ACTIVITY.
Lines where the string "feedback" appears are to be copied from the entries below.

<<<<

PR #1684, opened 2022-04-05
[MCT-6718] Adding medicare specific icons

Afrothundr:
## Summary
Resolves #1683
Adds 4 new medicare specific icons

### Added
|name |screenshot  |
--- | --- |
|`<CheckShieldIcon />` |image|
|`<DrugsIcon />`|image|
|`<PiggyBankIcon />`|image|
|`<PharmacyIcon />`|image|

## How to test
- Boot up the Medicare Design System docsite
- Navigate to `/components/icon/` and see the new icons added at the top of the page

PR #1689, opened 2022-04-06
[MCT-6718] Adding medicare specific icons

pwolfert:
See https://github.com/CMSgov/design-system/pull/1684. Merged into a branch on this repo so the CI tests would run correctly


forrestbaer (approved):
All pass, LGTM 👍🏻

PR #1691, opened 2022-04-07
[DO-NOT-MERGE] Analytics simplification discovery

pwolfert:
## Summary

https://jira.cms.gov/browse/WNMGDS-1604

Right now our components that send content to analytics have a bunch of verbose code around pulling text content out of the rendered html in the DOM. This could potentially be consolidated into either a function that statically renders the content into a string or into a component that provides a callback prop that sends back a rendered string.

### Requested feedback

I've got two ideas that I'm showcasing in this PR, and I would like feedback.
1. **A React component**
    - Pro: It doesn't change the bundle size. It's a net savings on code
    - Con: I haven't figured out a way to get a ref to an arbitrary `children` without adding an element (`<span>`). I tried `React.Fragment`, but it doesn't take a ref
    - Con: In the case where content can come from two different places, the there's extra branching logic in the render function (e.g., when Alert analytics uses `heading` but falls back to `children`)
2. **A function that renders ReactNodes statically**
    - Pro: Can use it immediately and get a value right where you want it. So simple
    - Con: Increases the bundle size to import `react-dom/server` to use functions like `renderToString` or `renderToStaticHtml`. According to my calculations, it's about 20kb
    - Con: I'm still going to have to do some parsing in order to get the actual string content out of the html

After implementing it, I don't really like the first idea. I really like the simplicity of the second idea. It might be worth the bundle size increase, especially since we were just able to remove i18next as one of our dependencies


packages/design-system/src/components/analytics/AnalyticsContent.tsx
```diff
@@ -0,0 +1,27 @@
...
+/**
+ * For analytics, we often need to send a string version of the content that the user
+ * is being shown. However, most of our content props allow for React nodes, which
+ * must be rendered before it can be turned into a string. While there is an existing
+ * function in `react-dom/server` that will render JSX components to strings, using
+ * it here would add about 20KB to the bundle and would include html tags, which we
+ * don't care about. This component renders content and sends a string back to the
+ * parent through a callback.
+ */
+export const AnalyticsContent = ({ children, onContentStringRendered }: RenderToStringProps) => {
```
pwolfert, line 17: This is the first idea, and I show how it would be implemented in the `Alert` component

packages/design-system/src/components/analytics/getRenderedTextContent.tsx
```diff
@@ -0,0 +1,14 @@
+import React from 'react';
+import ReactDOMServer from 'react-dom/server';
+
+export function getRenderedTextContent(reactNode: string | React.ReactNode): string {
```
pwolfert, line 4: This is the second idea, and I show how it would be implemented in the `HelpDrawer` component

packages/design-system/src/components/analytics/AnalyticsContent.tsx
```diff
@@ -0,0 +1,27 @@
...
+  const ref = useRef<HTMLSpanElement>();
+
+  useEffect(() => {
+    if (ref.current) {
+      onContentStringRendered(ref.current.textContent);
+    }
+  });
```
scheul93, line 24: [question] would you want to have a conditional variable here as the second param of `useEffect`? Or is the intention that this effect will run on every re-render?

packages/design-system/src/components/analytics/getRenderedTextContent.tsx
scheul93: I guess this works and is simple, but it feels like a slight mis-use of this library which seems to be intended to be used on a server 🤷🏻‍♀️

forrestbaer: That was my gut reaction as well, but if it works well and is simple I thought I'd put that feeling aside.. I am curious how it will be used in the wild, what an actual use case would look like

packages/design-system/src/components/analytics/AnalyticsContent.tsx
pwolfert: I thought about that but didn't know the answer off the top of my head. I figured that was a detail I could figure out if we actually wanted to implement it. What do you think of this option?

packages/design-system/src/components/analytics/getRenderedTextContent.tsx
zarahzachz: The 2nd idea has a cleaner implementation that I like more than the first idea

pwolfert:
Closing this to keep it as a record of our conversations around discovery. Will open a new pull request now that I've selected an option (third option not originally listed) and implemented it

PR #1698, opened 2022-04-08
[WNMGDS-1376] initial add of gatsby doc site

scheul93:
## Summary

Adding a new Gatsby-powered documentation site at `packages/docs`

I added some placeholder components and some styles to help establish a directory structure.

## How to test

* `yarn install`
* ~navigate to packages/docs and `yarn develop` to run Gatsby locally~ run `yarn start:gatsby` from the root directory. This should spin up localhost:8000
* You should see a simple page with header, main & footer text

## Notes
* the tsconfig is generated by Gatsby. If there are updates or a way to make it consistent with our larger system, please let me know
* I got our core styles imported and working (with fonts!). This section of code may update if/when we get a theme switcher


scheul93:
🤔 I may refactor so that you don't have to navigate to the directory to run the doc site and instead, make it a command from our root directory...

package.json
```diff
@@ -16,6 +16,8 @@
     "build-docs": "yarn cmsds build-docs",
     "build-docs:healthcare": "yarn cmsds build-docs --config cmsds.healthcare.config.js",
     "build-docs:medicare": "yarn cmsds build-docs --config cmsds.medicare.config.js",
+    "build:gatsby": "yarn --cwd ./packages/docs build",
```
forrestbaer, line 19: maybe build:docs, start:docs ?

packages/docs/README.md
```diff
@@ -0,0 +1,35 @@
...
+### Scripts
+
+The following scripts can be run from the `packages/docs` folder.
+
+`yarn install`
+Installs dependencies for the doc site. Only needs to be run on first spin up of the project, or if new dependencies are installed.
+
+`yarn develop`
+Runs the site locally at `http:localhost:8000/`
+Also runs the GraphiQL playground at `http://localhost:800/___graphql`.
```
forrestbaer, line 16: This is pretty cool!

forrestbaer (dismissed):
Still getting those annoying scss warnings about math.div, can clean all those up when we move off gulp fairly easily.. 

Love the setup, looks very simple to work with.

package.json
pwolfert: we can change this when we retire the legacy one

scheul93: I struggled with naming here because I didn't want to conflict with the current doc site. 
And to Patrick's point, I think maybe this can be updated right before we merge this feature work?

forrestbaer: Yeah no biggie, object:verb or verb:object! We use a little of both.. always something we can update in the future..

pwolfert:
On this branch, I'm unable to `yarn build` without TypeScript errors. Does anyone else get that?

forrestbaer:
Oof yeah I didn't see that good catch.. Didn't expect to see that come up.. Something to do with Lerna, I deleted package.json and tsconfig.json and they went away.\\

forrestbaer (approved):
LGTM 👍🏻

PR #1699, opened 2022-04-08
[NO-TICKET] resolve SCSS deprecation warnings

### LINKED ISSUE #1602: Sass deprecation warnings
Getting sass deprecation warnings in the cms design package . We're using gatsby 

```
Deprecation Warning: Using / for division outside of calc() is deprecated and will be removed in Dart Sass 2.0.0.

Recommendation: math.div($spacer-1, 2) or calc($spacer-1 / 2)

More info and automated migrator: https://sass-lang.com/d/slash-div
   ╷
21 │ $spacer-half: $spacer-1 / 2; // 4px
   │               ^^^^^^^^^^^^^
   ╵
    node_modules/@cmsgov/design-system/dist/scss/settings/variables/_layout.scss 21:15  @import
    node_modules/@cmsgov/design-system/dist/scss/settings/variables/_index.scss 6:9     @import
    node_modules/@cmsgov/design-system/dist/scss/settings/_index.scss 2:9               @import
    node_modules/@cmsgov/design-system/dist/scss/components/_Table.scss 1:9             @import
    src/components/Markdown/Markdown.scss 1:9                                           root stylesheet

```

Packages:
```
  "gatsby": "^3.8.1",
  "gatsby-plugin-sass": "^4.1.0",
    "sass": "^1.49.7",
    "sass-loader": "^12.1.0",

dev:
   "node-sass": "^6.0.1",
```

DavidMCarek:
## Summary

Resolves #1602

Convert inline division to either decimal multiplication or use the `math` library's division function (`math.div(<param1>, <param2>)`) to resolve the deprecation warning. https://sass-lang.com/documentation/breaking-changes/slash-div

Changes were made using the automatic Sass migrator mentioned in the documentation
```
$ npm install -g sass-migrator
$ sass-migrator division **/*.scss
```
### Changed

Simple division like `($var / 2)` has been updated to `($var * 0.5)` and more complex division now done like `math.div($var, 107)`

## How to test

Just make sure the components that have been updated still have the same calculated sizes as before by comparing with what's currently in production.


forrestbaer:
@DavidMCarek Unfortunately this is not a simple fix for us as there are different sass preprocessors running between storybook and the design system.  If you run `yarn build` you'll see an error right away, `yarn test` will also fail.. At the moment we can't change the preprocessor on the DS side until we've phased out gulp.

DavidMCarek:
@forrestbaer that's unfortunate lol. There's only 1 division operation that would actually require the sass upgrade which is the `flexbox-col` mixin in the `_layout.scss`. Would it be worth while to resolve the other deprecation warnings except that one?

forrestbaer:
I'm open to that @DavidMCarek, I just ran a visual regression against these changes and things look fine.. A few less warnings is always a good thing.

forrestbaer (dismissed):

forrestbaer:
Hmm, actually looks like there was a couple regressions in healthcare, looks like to our current gulp preprocessor, these changes actually can produce different results.. I remember running into issues like this in the past when trying to solve this one..

I kinda think we should just close this one until we finish the new docs site and can phase out all the old tooling which will allow us to resolve things like this for all our various bits of tooling.

PR #1701, opened 2022-04-08
yarn.lock was out of date in main

forrestbaer:
yarn.lock was out of date in master for some reason.. 

This one was created from a fresh clone of the ds with yarn install..

Also some visual regressions in healthcare?


pwolfert:
For some reason these visual differences don't show up for me on master with loki. @zarahzachz, could you look at the image updates in this PR and determine if they're more correct? The ones that change from black to blue make sense, but I'm not sure about the error-state borders. Ohh, I'm now seeing that these image reference changes are specifically for healthcare.

zarahzachz (approved):

PR #1705, opened 2022-04-11
[WNMGDS-1582] gatsby docs site frame

scheul93:
## Summary

Created a site frame for Gatsby doc site with
* Skip Nav Link
* USA Banner
* Header
  * Download code button will download the files we attach with the latest release
  * View on Github links to our Github repo

Screen Shot 2022-04-11 at 10 17 46 AM

## How to test

`yarn start:gatsby` will spin up the local build of the new doc site

## Notes
I tried to re-use but also simplify any doc site specific styles

Right now, I have environment variables for the current release version number. This points the 'download code' link to the appropriate place. I was thinking that as part of the Jenkins job, we could be provided the latest release number then update the .env.production file? If there is another way to get this info I'm open, but since the design system is not defined as a dependency for this project (instead we're using relative paths to access assets), this was my first idea


forrestbaer (approved):
Looks Good!

packages/docs/.env.production
```diff
@@ -0,0 +1 @@
+GATSBY_CORE_PKG_VERSION=3.2.2
```
pwolfert, line 1: Is the idea that in the actual production version we'd provide this via the command line instead of by this file?

packages/docs/src/components/DocSiteHeader.tsx
```diff
@@ -1,7 +1,34 @@
...
+            className="ds-c-button ds-c-button--primary ds-c-button--inverse ds-u-font-weight--normal"
+          >
+            {' '}
+            Download Code{' '}
+          </Button>
+          <Button
+            href="https://github.com/CMSgov/design-system"
+            className="ds-c-button ds-c-button--inverse ds-u-font-weight--normal ds-u-margin-left--2"
+          >
+            View on Github
```
pwolfert, line 26:
```suggestion
            View on GitHub
```

pwolfert (approved):

packages/docs/.env.production
scheul93: > Right now, I have environment variables for the current release version number. This points the 'download code' link to the appropriate place. I was thinking that as part of the Jenkins job, we could be provided the latest release number then update the .env.production file? If there is another way to get this info I'm open, but since the design system is not defined as a dependency for this project (instead we're using relative paths to access assets), this was my first idea
So it was either command line (which I'm not sure how Gatsby handles that) or I wasn't sure if our job could update this file based on the job's param

scheul93: I'll do some experimenting with the command line var...

pwolfert: Sorry, should have read the whole PR description 🤦‍♂️

pwolfert: Anything defined in this file should be definable in the shell, and Gatsby should automatically read the shell's environment variable

scheul93: 🤔 Upon further reading, I don't know if Gatsby works like that. I see [this documentation](https://www.gatsbyjs.com/docs/how-to/local-development/environment-variables/#:~:text=Gatsby%20has%20built%2Din%20support,variables%20from%20a%20file%20named%20.) where the `.env` files are recommended.

I also tried to update the start command to define an environment variable in the terminal command like
```
CORE_PKG_VERSION=3.2.1 yarn --cwd ./packages/docs develop
```
And got undefined in a component

scheul93: This may take some experimentation

packages/docs/package.json
```diff
@@ -35,5 +34,9 @@
     "@types/react": "^17.0.10",
     "@types/react-dom": "^17.0.10",
     "typescript": "^4.5.4"
+  },
+  "peerDependencies": {
+    "react": ">=16.0.0",
+    "react-dom": ">=16.0.0"
   }
```
scheul93, line 41: If react & react dom are listed in the `dependencies` section, React 18 gets installed and causes errors in other parts of the monorepo

PR #1706, opened 2022-04-12
Pwolfert/ie example

zarahzachz:
This is a working IE native modal example. 

To test in IE, you'll have to build the project locally and run the `react-app` index.html file in a VM (I used SauceLabs).

Steps:
1. At project root, run `yarn build` to make sure the design system's compiled correctly
2. In another terminal, cd into `examples/react-app` and `rm -rf dist node_modules` to make sure the previous design system files have been properly cleared
3. In the react-app example, run `yarn install && yarn build`
4. Run a local server on the react-app index.html file (I used VS Code's Live Server extension)

**Note:** You'll have to [create a tunnel](https://docs.saucelabs.com/secure-connections/sauce-connect/proxy-tunnels/) to run your local code in Sauce Labs


packages/design-system/src/components/Dialog/Dialog.tsx
```diff
@@ -334,86 +148,90 @@ export const Dialog = (props: DialogProps) => {
...
-    size,
-    title,
-    ...modalProps
-  } = props;
+  // Toggle dialog open
+  const dialogRef = useRef(null);
+  const lastActiveElement = React.useRef(null);
+  const firstRender = React.useRef(true);
+
+  useLayoutEffect(() => {
```
zarahzachz, line 156: Using `useLayoutEffect` because I think this is modifying the DOM. Still a little unclear on the difference between this hook and `useEffect`

packages/design-system/src/components/Dialog/Dialog.tsx
```diff
@@ -334,86 +148,90 @@ export const Dialog = (props: DialogProps) => {
...
+    if (window.HTMLDialogElement === undefined) {
+      dialogPolyfill.registerDialog(dialogRef.current);
+      // import('dialog-polyfill/dist/dialog-polyfill.css');
+    }
+  }, []);
+
+  useLayoutEffect(() => {
+    // prevents calling imperative methods on mount since the polyfill will throw an error since we are not using the `open` attribute
+    if (firstRender.current) {
```
zarahzachz, line 165: I had to add some extra `ref` hooks to address an IE bug where IE was expecting the `open` attribute to exist on the `<dialog>` element. Since this doesn't exist until after the modal's triggered, there was an issue.

PR #1709, opened 2022-04-12
[NO-TICKET] resolving ts errors unearthed by Gatsby

scheul93:
## Summary

With the installation of Gatsby, some new TS errors were unearthed when running `yarn build`.

Mostly, it looks like some types needed to be defined. I tried my best for the i18n file, but the other components I used `any`. I'm sure there's some more specific typing that could happen.

## How to test

Run `yarn install` & `yarn build` and the doc site should build without error.


packages/docs/package.json
```diff
@@ -25,17 +25,15 @@
...
   },
   "peerDependencies": {
+    "@types/node": "^17.0.22",
     "@types/react": "^17.0.10",
     "@types/react-dom": "^17.0.10",
     "react": ">=16.0.0",
-    "react-dom": ">=16.0.0"
+    "react-dom": ">=16.0.0",
+    "sass": "^1.43.4",
+    "typescript": "^4.5.4"
```
pwolfert, line 37: I don't think we can technically put this one here in `peerDependencies` because the root-level package file doesn't have it as a dependency. If it is moved back, does it break things?

pwolfert (approved):
Thanks for fixing this! I looked into the `translate` errors and saw that it was catching a case when we could get unexpected results, so I added some code and unit tests around that.

packages/docs/package.json
scheul93: I don't think it will break anything, but I'll confirm

PR #1710, opened 2022-04-12
[WNMGDS-1557] Autocomplete theme

forrestbaer:
## Summary

Adds theme variables to the core theme for the Autocomplete Component, HC and Medicare inherit these styles.

## How to test

I think just a code review is fine. I've run full visual regressions on these changes and ran all tests, no difference between here and `component-variable-integration` where I recently updated styles based on the new color setup for tokens.


packages/design-system/src/styles/components/_Autocomplete.scss
```diff
@@ -30,29 +22,29 @@ $autocomplete-list-border: $autocomplete-list-border-width $autocomplete-list-bo
...
+  background-color: $autocomplete-list__background-color;
+  border: 1px solid $autocomplete-list__border-color;
   box-sizing: border-box;
   max-height: ($base-font-size + $spacer-2) * 10;
   overflow-y: auto;
-  padding: $autocomplete-space;
+  padding: $spacer-1;
   position: absolute;
   width: 100%;
   z-index: $z-dialog;
```
scheul93, line 37: [question] are only color variables being replaced? If not, this z-index seems like it could be a theme variable

forrestbaer: In most cases I'm just planning on color to start, I don't want to get too deep into customization right off the bat with all the changes happening at once and all..

forrestbaer: Do you think I should expose more to theming? I know in our audit we identified several things that could be themed but as I'm looking at an MVP for this month it seems like color (and cleaning up some of the existing styles to use tokens where they do not currently) will be the easiest way to get things started, I figure once this effort is launched we can start adding more customization on the theme level where needed without as big of a lift.

PR #1716, opened 2022-04-13
[WNMGDS-1588] gatsby desktop nav

scheul93:
## Summary

Adding dynamically generated Desktop nav using Vertical Nav component.
The nav is generated based on the structure of the `content` directory.

This includes creating some placeholder content files and using a `NUMBER_` preface to support ordering.

## How to test

`yarn install` + `yarn start:gatsby`

Screen Shot 2022-04-13 at 3 41 43 PM

## Still to come
* Once content is migrated, update nav component to show selected state
* Add urls / linking to each item


forrestbaer (approved):
👍🏻

packages/docs/src/components/DocSiteNav.tsx
```diff
@@ -1,9 +1,87 @@
...
+ * queries all MDX files and generates the proper format to create a vertical nav
+ * @returns {React Element}
+ * @todo figure out which item is currently selected and mark & expand appropriately
+ * @todo Determine URL string for each item once content is integrated
+ */
 const DocSiteNav = () => {
+  const data = useStaticQuery(graphql`
+    query SiteNavQuery {
+      allFile(
+        filter: { absolutePath: {}, extension: { eq: "mdx" } }
```
zarahzachz, line 24: I'm not well-versed in graphql, but I'm seeing `allMdx` as an option next to `allFile`. Would the be a more efficient query to start with since you're filtering the mdx files?

packages/docs/src/components/DocSiteNav.tsx
```diff
@@ -1,9 +1,87 @@
...
+        sort: { fields: [relativeDirectory, name] }
+      ) {
+        nodes {
+          id
+          name
+          relativeDirectory
+          relativePath
+        }
```
pwolfert, line 32: I was playing around with the GraphQL playground (didn't try Sarah's `allFile` -> `allMdx` idea though) and saw that there was a way to group the results. It wouldn't take away the need to do some kind of transformation to get valid `VerticalNavItemProps`, but it could possibly reduce the aggregating code:
```graphql
query SiteNavQuery {
  allFile(sort: {fields: [relativeDirectory, name]}) {
    group(field: relativeDirectory) {
      fieldValue
      edges {
        node {
          id
          name
          relativeDirectory
          relativePath
        }
      }
    }
  }
}
```

In this case, the result will have a `fieldValue` of `""` for the `intro` file where there is no relative directory, and all others will have the directory name inside `fieldValue`.

packages/docs/src/components/DocSiteNav.tsx
scheul93: I'm now well-versed either 😅 
Looking into it, it seems like `allMdx` is used to help bring back the content of MDX files along with some other information. The one piece of info that seems to be harder to retrieve in this query is the `relativeDirectory`. I think it's possible to include, but several layers deep.
Also related to Patrick's comment, I don't see a way to group by relativeDirectory, so I'm not sure if this query is both more efficient AND gives all the required info -- looking into it!

packages/docs/src/components/DocSiteNav.tsx
```diff
@@ -1,9 +1,87 @@
...
+   */
+  const formatNavItemLabel = (name: string): string => {
+    let newName = name.replace(/-/g, ' ');
+    newName = newName.replace(/\d+_/g, '');
+    return newName;
+  };
+
+  const formatNavItemData = ({ name, id }: NavItem) => ({
+    label: formatNavItemLabel(name),
+    url: '',
```
pwolfert, line 50: Will this part be filled in later?

pwolfert (approved):
LGTM ⛵🧭

packages/docs/src/components/DocSiteNav.tsx
scheul93: Yes, I'm not quite clear on how URLs will work on the site yet, so once we start adding content pages & content, we should be able to fill this in

PR #1717, opened 2022-04-13
[BETA-FIX] Fix missing Header export

pwolfert:
## Summary

One of the integration tests found a bug in this current beta release (healthcare version `7.3.0-beta.1`).

### Fixed

- Fixed missing export for `<Header>` component in `@cmsgov/ds-healthcare-gov`

## How to test

If you try to build the healthcare doc site, it outputs a bunch of warnings about missing exports, like
```
WARNING in ./packages/ds-healthcare-gov/dist/esnext/i18n.js 15:0-90
"export 'Language' was not found in '@cmsgov/design-system'
```
On master, `Header` is included in this list. I'm not really sure what to do about most of these warnings, but I was hoping they'd get resolved in the Gatsby version of the doc site. I was able to add some code to the `examples/create-react-app-typescript` example to import the `Language` type and use it, and it compiled, so I don't think it's actually a problem for downstream projects.


pwolfert:
I thought it might be helpful when looking at the git log to prefix it with `[BETA-FIX]`. Thoughts?

forrestbaer (approved):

>>>>

REPLY TO THE TASK.
### Requested feedback
I've got two ideas that I'm showcasing in this PR, and I would like feedback.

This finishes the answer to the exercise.